§ Work item
Return the records exactly, from the first line through the "### The problem" line.

::: Data section

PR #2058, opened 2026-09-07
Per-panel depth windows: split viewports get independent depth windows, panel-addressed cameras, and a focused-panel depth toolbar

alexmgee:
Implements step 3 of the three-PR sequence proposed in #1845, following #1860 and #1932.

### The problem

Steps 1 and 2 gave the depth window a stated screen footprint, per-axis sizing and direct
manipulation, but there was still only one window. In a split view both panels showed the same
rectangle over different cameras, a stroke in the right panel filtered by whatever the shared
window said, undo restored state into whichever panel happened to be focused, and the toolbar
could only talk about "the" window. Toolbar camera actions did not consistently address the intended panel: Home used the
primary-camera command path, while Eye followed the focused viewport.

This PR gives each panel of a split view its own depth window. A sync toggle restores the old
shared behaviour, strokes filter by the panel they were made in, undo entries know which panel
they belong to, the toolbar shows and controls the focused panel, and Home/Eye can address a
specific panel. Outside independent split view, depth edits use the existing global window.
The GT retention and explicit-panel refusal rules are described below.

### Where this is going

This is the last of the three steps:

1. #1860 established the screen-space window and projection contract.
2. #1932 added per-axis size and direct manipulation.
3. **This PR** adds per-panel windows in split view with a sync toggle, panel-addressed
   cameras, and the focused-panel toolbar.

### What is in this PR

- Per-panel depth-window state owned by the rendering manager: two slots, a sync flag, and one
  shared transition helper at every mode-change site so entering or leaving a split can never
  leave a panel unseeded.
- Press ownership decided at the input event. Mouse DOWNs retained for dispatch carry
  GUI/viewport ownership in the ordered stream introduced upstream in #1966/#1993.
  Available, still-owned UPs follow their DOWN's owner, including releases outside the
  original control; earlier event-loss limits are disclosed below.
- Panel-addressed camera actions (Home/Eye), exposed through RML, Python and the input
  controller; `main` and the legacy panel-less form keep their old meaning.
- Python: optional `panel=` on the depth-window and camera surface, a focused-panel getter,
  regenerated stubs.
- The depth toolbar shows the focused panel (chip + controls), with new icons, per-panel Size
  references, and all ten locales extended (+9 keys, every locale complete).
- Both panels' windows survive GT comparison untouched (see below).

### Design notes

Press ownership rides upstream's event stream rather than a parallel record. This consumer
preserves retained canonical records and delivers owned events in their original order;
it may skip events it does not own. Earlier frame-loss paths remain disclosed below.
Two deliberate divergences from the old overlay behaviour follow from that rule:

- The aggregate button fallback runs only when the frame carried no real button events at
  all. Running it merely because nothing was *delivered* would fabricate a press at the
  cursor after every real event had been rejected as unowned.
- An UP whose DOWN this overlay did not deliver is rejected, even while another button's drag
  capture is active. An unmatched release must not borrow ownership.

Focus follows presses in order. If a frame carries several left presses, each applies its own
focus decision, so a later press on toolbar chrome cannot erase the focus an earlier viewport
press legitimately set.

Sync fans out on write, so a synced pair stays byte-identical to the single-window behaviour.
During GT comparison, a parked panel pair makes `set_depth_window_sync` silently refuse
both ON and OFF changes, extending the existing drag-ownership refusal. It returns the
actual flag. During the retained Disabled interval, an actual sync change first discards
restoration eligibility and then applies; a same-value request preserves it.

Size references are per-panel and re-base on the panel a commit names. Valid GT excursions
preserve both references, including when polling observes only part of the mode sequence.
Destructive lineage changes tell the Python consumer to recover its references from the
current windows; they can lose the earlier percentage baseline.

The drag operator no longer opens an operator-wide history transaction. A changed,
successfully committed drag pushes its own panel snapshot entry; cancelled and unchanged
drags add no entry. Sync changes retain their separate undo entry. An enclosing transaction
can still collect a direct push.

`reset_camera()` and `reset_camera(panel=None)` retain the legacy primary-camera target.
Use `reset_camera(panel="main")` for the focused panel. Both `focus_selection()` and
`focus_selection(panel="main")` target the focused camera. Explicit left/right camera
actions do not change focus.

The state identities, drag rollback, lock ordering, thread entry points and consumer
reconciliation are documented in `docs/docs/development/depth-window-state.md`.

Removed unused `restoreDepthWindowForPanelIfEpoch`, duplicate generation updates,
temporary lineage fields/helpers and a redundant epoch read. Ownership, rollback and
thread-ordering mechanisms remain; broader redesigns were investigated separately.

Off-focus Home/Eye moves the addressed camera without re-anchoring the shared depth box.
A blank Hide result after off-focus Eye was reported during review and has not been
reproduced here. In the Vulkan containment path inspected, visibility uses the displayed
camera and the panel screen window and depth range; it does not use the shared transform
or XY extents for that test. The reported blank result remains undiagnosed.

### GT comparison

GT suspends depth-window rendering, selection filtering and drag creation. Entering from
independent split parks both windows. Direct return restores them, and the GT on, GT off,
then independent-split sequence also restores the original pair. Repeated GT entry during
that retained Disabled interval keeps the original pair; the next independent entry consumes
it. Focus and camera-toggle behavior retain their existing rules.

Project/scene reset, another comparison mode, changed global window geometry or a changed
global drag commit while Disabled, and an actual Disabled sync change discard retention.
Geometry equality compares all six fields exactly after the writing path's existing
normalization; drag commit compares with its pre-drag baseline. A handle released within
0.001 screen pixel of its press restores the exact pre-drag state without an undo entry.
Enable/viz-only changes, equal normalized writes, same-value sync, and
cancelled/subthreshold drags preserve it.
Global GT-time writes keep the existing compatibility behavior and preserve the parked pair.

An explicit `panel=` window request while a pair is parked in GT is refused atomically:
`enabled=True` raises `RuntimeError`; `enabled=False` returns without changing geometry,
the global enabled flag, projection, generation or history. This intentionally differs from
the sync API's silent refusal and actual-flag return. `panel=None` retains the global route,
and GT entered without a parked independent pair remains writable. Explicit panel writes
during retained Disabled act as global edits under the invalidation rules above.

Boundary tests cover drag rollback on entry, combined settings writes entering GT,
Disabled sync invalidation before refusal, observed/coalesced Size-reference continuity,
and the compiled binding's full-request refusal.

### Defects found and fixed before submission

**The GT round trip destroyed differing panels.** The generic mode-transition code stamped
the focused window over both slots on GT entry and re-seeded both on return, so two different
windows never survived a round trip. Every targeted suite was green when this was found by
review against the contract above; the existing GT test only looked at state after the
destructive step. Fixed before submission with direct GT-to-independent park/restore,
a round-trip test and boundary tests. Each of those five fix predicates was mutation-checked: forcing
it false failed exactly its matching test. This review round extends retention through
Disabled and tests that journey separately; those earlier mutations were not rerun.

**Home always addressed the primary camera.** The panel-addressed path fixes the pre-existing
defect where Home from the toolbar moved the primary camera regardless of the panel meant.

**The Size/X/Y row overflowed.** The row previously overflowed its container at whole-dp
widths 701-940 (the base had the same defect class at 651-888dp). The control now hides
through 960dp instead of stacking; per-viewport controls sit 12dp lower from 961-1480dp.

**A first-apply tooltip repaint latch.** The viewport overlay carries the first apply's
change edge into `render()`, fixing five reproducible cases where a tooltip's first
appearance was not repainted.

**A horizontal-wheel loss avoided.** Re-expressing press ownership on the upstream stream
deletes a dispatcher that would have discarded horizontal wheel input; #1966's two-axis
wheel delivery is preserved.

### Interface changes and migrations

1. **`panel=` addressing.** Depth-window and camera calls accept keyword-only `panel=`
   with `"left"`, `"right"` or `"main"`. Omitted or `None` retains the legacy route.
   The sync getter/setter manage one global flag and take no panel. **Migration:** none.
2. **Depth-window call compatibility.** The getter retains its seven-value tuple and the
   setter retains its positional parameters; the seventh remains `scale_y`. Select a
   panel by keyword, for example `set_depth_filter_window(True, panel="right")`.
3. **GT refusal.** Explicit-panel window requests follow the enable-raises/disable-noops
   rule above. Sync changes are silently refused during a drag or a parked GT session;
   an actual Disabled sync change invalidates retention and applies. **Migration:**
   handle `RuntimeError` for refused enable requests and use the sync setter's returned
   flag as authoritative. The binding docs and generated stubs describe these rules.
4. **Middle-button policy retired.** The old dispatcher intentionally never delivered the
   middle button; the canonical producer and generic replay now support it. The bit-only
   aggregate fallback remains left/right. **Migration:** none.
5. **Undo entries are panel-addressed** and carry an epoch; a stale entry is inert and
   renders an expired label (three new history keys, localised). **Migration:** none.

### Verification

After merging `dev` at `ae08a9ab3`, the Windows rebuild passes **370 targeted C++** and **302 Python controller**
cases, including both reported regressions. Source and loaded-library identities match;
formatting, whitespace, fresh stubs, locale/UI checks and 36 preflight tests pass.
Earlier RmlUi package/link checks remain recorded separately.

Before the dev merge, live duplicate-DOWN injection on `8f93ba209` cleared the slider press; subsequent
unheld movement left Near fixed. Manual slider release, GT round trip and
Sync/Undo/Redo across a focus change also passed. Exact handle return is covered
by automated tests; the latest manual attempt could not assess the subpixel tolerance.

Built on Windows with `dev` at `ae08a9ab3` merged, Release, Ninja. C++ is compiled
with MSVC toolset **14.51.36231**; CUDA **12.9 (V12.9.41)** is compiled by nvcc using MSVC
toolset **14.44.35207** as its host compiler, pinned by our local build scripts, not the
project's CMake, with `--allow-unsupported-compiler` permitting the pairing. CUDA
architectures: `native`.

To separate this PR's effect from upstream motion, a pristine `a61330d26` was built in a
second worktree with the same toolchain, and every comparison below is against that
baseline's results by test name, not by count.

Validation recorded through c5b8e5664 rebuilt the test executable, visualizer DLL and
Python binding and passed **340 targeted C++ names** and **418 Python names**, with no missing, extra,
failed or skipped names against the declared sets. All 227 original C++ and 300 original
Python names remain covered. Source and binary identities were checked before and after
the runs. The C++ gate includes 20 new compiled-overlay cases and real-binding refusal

::::::

§ Solution to the problem
PR #2058, opened 2026-09-07
Per-panel depth windows: split viewports get independent depth windows, panel-addressed cameras, and a focused-panel depth toolbar

alexmgee:
Implements step 3 of the three-PR sequence proposed in #1845, following #1860 and #1932.

### The problem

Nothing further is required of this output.